Riley deu um passo à frente, os olhos fixos em Renesmee, mas ela recuou, balançando a cabeça em negação, como se tentar afastar a realidade que estava diante dela.

— Não, você não pode ser meu irmão. Ele morreu quando eu tinha três anos — sua voz tremeu ao proferir as palavras, como se elas pudessem dissolver a imagem de Riley.

Riley olhou para ela com uma expressão dolorosa, mas determinada.

— Nessie, você sempre soube que eu não estava morto. Não de verdade.

Os olhos de Nessie passaram rapidamente de Riley para Ayla e Rebecca, como se buscassem alguma explicação ou mesmo uma confirmação. Como poderiam estar tão calmas diante do que estava acontecendo?

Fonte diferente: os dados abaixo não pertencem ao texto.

PR #22515, opened 2024-06-04
partner: add optimum intel ipex backend to huggingface pipelines

rbrugaro:
Description: Add optimum intel ipex backend to huggingface pipelines
Dependencies: optimum.intel.ipex
Example notebook showing its use: /docs/docs/integrations/llms/huggingface_pipelines.ipynb

- [ X] **Lint and test**: Run `make format`, `make lint` and `make test` from the root of the package(s) you've modified. See contribution guidelines for more: https://python.langchain.com/docs/contributing/


libs/partners/huggingface/langchain_huggingface/llms/huggingface_pipeline.py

— Como vocês conseguem ficar tão tranquilas depois de tudo isso? — Perguntou Nessie, a confusão misturada ao pavor em sua voz.

Rebecca, mantendo a voz calma, respondeu: — Eu te entendo, Nessie. Foi uma loucura para mim também quando descobri tudo isso. Mas... Jacob pode explicar.

Nessie olhou para mim, a incerteza ainda evidente em seu rosto. Eu sabia que ela estava buscando uma âncora, algo que pudesse tornar tudo isso mais compreensível, mais seguro. Sem hesitar, entrei na floresta e deixei minha forma humana assumir, sentindo a mudança acontecer rapidamente. Quando voltei, ela me olhou por um breve momento, mas desviou o olhar, voltando a encarar Riley.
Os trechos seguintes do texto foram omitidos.